> [Task statement]
Take the data below and extract the lines from the one with "I'll also note" to the one with "On what module", inclusive, exactly as written.

Dataset entries
PR #1012, opened 2025-02-24
Drop register-in-foreman option from install message output

ehelms:
The default value for `--foreman-proxy-register-in-foreman` is true in the puppet module, so this option is not needed in the output.


ekohl (commented):
:+1: for removal, but it's also mentioned in https://github.com/theforeman/foreman-installer/blob/develop/KATELLO.md. Even though we don't really maintain it, I'd prefer to remove any mentions. Once merged, we can revisit https://github.com/theforeman/foreman-documentation/pull/3080.

ekohl (approved):

PR #1011, opened 2025-02-24
use Ansible/Quadlet to deploy the main app

evgeni:
# what is this?

a playground to test out deploying a Foreman/Katello with the following "adjustments":
- certs generated by `puppet-certs`
- Foreman, Pulp, Candlepin, PostgreSQL, Redis deployed by `foreman-quadlet`
- Foreman Proxy deployed by `puppet-foreman_proxy`

# details, gory details

- this uses https://github.com/evgeni/pulp_smart_proxy instead of https://github.com/theforeman/smart_proxy_pulp -- see https://github.com/theforeman/foreman-quadlet/commits/pulp-smart for the details of that switch
- this uses a hacked up `foreman-quadlet` to allow using `puppet-certs` generated certs straight out of `/root/ssl-build` -- see https://github.com/theforeman/foreman-quadlet/commits/installer-certs for the details of this hack
- this removes any calls to `puppet-foreman` and `puppet-foreman_proxy_content` from the installer, which means no CLI among other things
- this uses [a rather hackish patch to `puppet-katello`](https://github.com/theforeman/puppet-katello/commit/frankenstein) to achieve the following:
    - generate all certs
    - deploy foreman-proxy certs (which was done by `puppet-foreman_proxy_content` in the past)
    - create some shims so that `puppet-certs` can deploy Foreman and Candlepin certs, even tho they are unused on the system
    - check out `foreman-quadlet` and run it's `deploy` playbook at "the right time" so that it sets up Foreman/Katello/Candlepin/Pulp is deployed for us

# problems

- many, probably
- one that I know of: for some reason foreman-tasks gets listed as failed, it gets fixed by `systemctl restart dynflow*`, so probably some ordering issue or something

# testing

```console
# foreman-installer --scenario katello --foreman-proxy-oauth-consumer-key abcdefghijklmnopqrstuvwxyz123456 --foreman-proxy-oauth-consumer-secret abcdefghijklmnopqrstuvwxyz123456 --tuning development
```

PR #1015, opened 2025-03-05
Deploy in three stages - certs, Ansible, puppet

ehelms:
This is built on top of https://github.com/theforeman/foreman-installer/pull/1011

To run this:

```
foreman-installer --scenario katello --foreman-proxy-oauth-consumer-key abcdefghijklmnopqrstuvwxyz123456 --foreman-proxy-oauth-consumer-secret abcdefghijklmnopqrstuvwxyz123456 --tuning development
```


ekohl (commented):
At this point I'm wondering if we shouldn't simply create a content proxy like scenario and then call the installer from Ansible.

ehelms:
> At this point I'm wondering if we shouldn't simply create a content proxy like scenario and then call the installer from Ansible.

That's the tactic @evgeni is exploring.

hooks/pre/40-exacto.rb
```diff
@@ -0,0 +1,41 @@
...
+system('dnf -y install ansible-core git-core podman python3-cryptography python3-libsemanage python3-requests bash-completion nmap python3.12-psycopg2 python3.12-requests')
+
+Dir.chdir('/opt') do
+  system('git clone https://github.com/theforeman/foreman-quadlet')
+end
+
+Dir.chdir('/opt/foreman-quadlet') do
+  system('git checkout installer-certs')
+  system('ansible-galaxy install -r requirements.yml')
+  status = system('ansible-playbook playbooks/deploy.yaml')
```
evgeni:
```suggestion
  status = system('ansible-playbook playbooks/deploy.yaml -e certificate_source=installer')
```

hooks/pre/40-exacto.rb
```diff
@@ -0,0 +1,41 @@
...
+MANIFEST
+
+deploy_manifest = <<~MANIFEST
+  class { 'certs::foreman_proxy':
+    deploy => true,
+  }
+MANIFEST
+
+apply_installer_puppet(generate_manifest)
+apply_installer_puppet(deploy_manifest)
```
evgeni: Ideally this would use #935 instead?
Also, why deploying Proxy certs already? The proxy is not yet installed so this should fail?

ehelms: You are likely right, I added this after I had run it a few times.

In this use case, I think https://github.com/theforeman/foreman-installer/pull/935 is probably overkill for what we need. Unless the tactic was to have the user run the three stages rather than the installer orchestrating it.

ehelms:
> > At this point I'm wondering if we shouldn't simply create a content proxy like scenario and then call the installer from Ansible.
> 
> That's the tactic @evgeni is exploring.

The Ansible approach -- https://github.com/theforeman/foreman-installer/pull/1016

hooks/pre/40-exacto.rb
ehelms: I added a deploy class (https://github.com/theforeman/puppet-certs/pull/449/files#diff-e6327449f108163297d1ce69ca08f3a4d8013b01d772a4be3aba628b223bd8c5) that now handles this within the puppet properly. It's added to the answers file and this part is dropped.

I think you could drop `katello` from your Ansible based version now, and rely on this same mechanism as well.

ehelms:
Testing steps:

```
dnf -y install https://yum.puppetlabs.com/puppet8/el/9/x86_64/puppet8-release-1.0.0-9.el9.noarch.rpm
dnf -y install https://yum.theforeman.org/nightly/el9/x86_64/foreman-release.rpm
dnf -y install https://yum.theforeman.org/katello/nightly/katello/el9/x86_64/katello-repos-latest.rpm
dnf -y copr enable packit/theforeman-foreman-installer-1015 rhel-9-x86_64
dnf install -y foreman-installer-katello
foreman-installer --scenario katello --foreman-proxy-oauth-consumer-key abcdefghijklmnopqrstuvwxyz123456 --foreman-proxy-oauth-consumer-secret abcdefghijklmnopqrstuvwxyz123456 --tuning development
```

PR #1022, opened 2025-03-25
Fixes #38313 - make case insensitive for SAN entries and  Subject CN on certificate

takaelucky:
katello-certs-check will error when the certificate has the same FQDN in CN and SAN, but one is uppercase and another is in lowercase.

With this change, both FQDN will lowercase and check will not fail


ekohl (commented):
I think in the past we did have code which didn't deal well with this so I wonder if we solved all instances

PR #1025, opened 2025-05-06
Require base64 for Ruby 3.4

ehelms:
I am testing if these fix things or not. I noticed Packit switched to Fedora 42 w/ Ruby 3.4 which is where the base64 requirement came from in the Gemfile.

### DIFF
--- a/Gemfile
+++ b/Gemfile
@@ -12,6 +12,11 @@ gem 'facter', '>= 3.0', '!= 4.0.52'
 gem 'puppet-strings'
 gem 'rake'
 
+if RUBY_VERSION >= '3.4'
+  gem 'base64'
+  gem 'getoptlong'
+  gem 'syslog'
+end
 gem 'racc' if RUBY_VERSION >= '3.3'
 
 gem 'semverse', groups: [:development, :test]
--- a/Puppetfile
+++ b/Puppetfile
@@ -13,6 +13,9 @@ mod 'puppet/redis',                    '>= 8.5.0'
 # https://github.com/theforeman/puppet-puppet/#git-repo-support
 mod 'puppetlabs/vcsrepo',              '>= 5.2.0'
 
+# https://github.com/southalc/podman/pull/100
+mod 'puppet/systemd', '< 8'
+
 # Soft dependency of theforeman/foreman
 mod 'theforeman/iop_advisor_engine',   :git => 'https://github.com/theforeman/puppet-iop_advisor_engine'
 


Puppetfile
```diff
@@ -13,6 +13,9 @@ mod 'puppet/redis',                    '>= 8.5.0'
 # https://github.com/theforeman/puppet-puppet/#git-repo-support
 mod 'puppetlabs/vcsrepo',              '>= 5.2.0'
 
+#
+mod 'southalc/podman',   :git => 'https://github.com/bastelfreak/podman', :branch => 'systemd'
```
ekohl: This doesn't look like a good thing, especially considering we're branching soon.

I'll also note that originally I proposed to use https://github.com/voxpupuli/puppet-quadlets precisely because we can control the maintenance and the podman module maintainer was at times unresponsive.

I'd be tempted to pin `systemd` explicitly to an older version for now
```suggestion
# https://github.com/southalc/podman/pull/100
mod 'puppet/systemd', '< 8'
```

Gemfile
```diff
@@ -11,6 +11,7 @@ gem 'facter', '>= 3.0', '!= 4.0.52'
 
 gem 'puppet-strings'
 gem 'rake'
+gem 'base64'
```
ekohl:
```suggestion
gem 'base64' if RUBY_VERSION >= '3.4'
```

Puppetfile
ehelms: I can update with the pin.

On what module to use, I think as we noted before https://github.com/voxpupuli/puppet-quadlets does not have everything we need and is "quadlet" specific rather than having all the podman pieces we need now and in the future. How would you proceed with that?

ekohl: I noticed that and ended up suggesting the pin as a short term workaround. Let's review this after branching.

ekohl:
Argh, now puppet-puppetserver_foreman requires a newer version. You just can't win with this. https://github.com/theforeman/puppet-puppetserver_foreman/pull/52/files#r2075602218 and I'll check if we can lower that bound.

ehelms:
> Argh, now puppet-puppetserver_foreman requires a newer version. You just can't win with this. https://github.com/theforeman/puppet-puppetserver_foreman/pull/52/files#r2075602218 and I'll check if we can lower that bound.

Oh yes... I should have called this out more specifically as this was the one I saw in the logs that led me to open the PR.

Gemfile
```diff
@@ -12,6 +12,11 @@ gem 'facter', '>= 3.0', '!= 4.0.52'
 gem 'puppet-strings'
 gem 'rake'
 
+if RUBY_VERSION >= '3.4'
+  gem 'base64'
```
ekohl, line 16: This is likely https://github.com/puppetlabs/forge-ruby/pull/129

Gemfile
```diff
@@ -12,6 +12,11 @@ gem 'facter', '>= 3.0', '!= 4.0.52'
...
+  gem 'getoptlong'
```
ekohl, line 17: Did you figure out why we need this? We should make sure that dependency pulls it in.

ehelms: Puppet does -- https://github.com/puppetlabs/puppet/blob/e227c27540975c25aa22d533a52424a9d2fc886a/puppet.gemspec#L27

ekohl: That already lists and we list `puppet` so why do we need to list it again?

ehelms: Sorry, I linked to the wrong version, 7.34.0 is used in SRPM build and you will note this is missing there:

https://github.com/puppetlabs/puppet/blob/7.34.0/puppet.gemspec

ekohl: Should we move to using Puppet 8 instead of trying to fix it with Puppet 7? I'm a bit worried about other dragons hiding in there.

ehelms: That thought crossed my mind. I thought maybe we should get builds back on track with 7 and then investigate puppet 8 / openvox.

ekohl (approved):

PR #1026, opened 2025-06-11
Fixes #38492 - don't fail to detect local db if there is other output

evgeni:
Sometimes calling `runuser -l` produces output (from files in
/etc/profile.d), and that confuses the strict "output equals 1" check we
had. Instead let's test for a known substring to be present in the
output.


ehelms (approved):
Untested but seems logical.

PR #1028, opened 2025-06-23
Fixes #38516 - Reset Apache & Foreman Proxy on certs-reset

ekohl:
When the user passes `--certs-reset` the intention is clearly that all certificates must be updated. It was reported that adding `--certs-update-server` does work. This makes sure the [documented procedure](https://docs.theforeman.org/nightly/Installing_Server/index-katello.html#resetting-custom-ssl-certificate-to-default-self-signed-certificate-on-foreman_foreman) matches that reality.

### DIFF
--- a/hooks/pre/20-certs_update.rb
+++ b/hooks/pre/20-certs_update.rb
@@ -22,7 +22,7 @@ if module_enabled?('certs')
     hostname = param('certs', 'node_fqdn').value
   end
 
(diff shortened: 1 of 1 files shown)


evgeni (approved):

sayan3296:
Tested and can confirm that it worked great. Thanks much for the fix @ekohl

ekohl:
Thanks for confirming @sayan3296!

> [Response area]
I'll also note that originally I proposed to use https://github.com/voxpupuli/puppet-quadlets precisely because we can control the maintenance and the podman module maintainer was at times unresponsive.

I'd be tempted to pin `systemd` explicitly to an older version for now
```suggestion
# https://github.com/southalc/podman/pull/100
mod 'puppet/systemd', '< 8'
```

Gemfile
```diff
@@ -11,6 +11,7 @@ gem 'facter', '>= 3.0', '!= 4.0.52'
 
 gem 'puppet-strings'
 gem 'rake'
+gem 'base64'
```
ekohl:
```suggestion
gem 'base64' if RUBY_VERSION >= '3.4'
```

Puppetfile
ehelms: I can update with the pin.

On what module to use, I think as we noted before https://github.com/voxpupuli/puppet-quadlets does not have everything we need and is "quadlet" specific rather than having all the podman pieces we need now and in the future. How would you proceed with that?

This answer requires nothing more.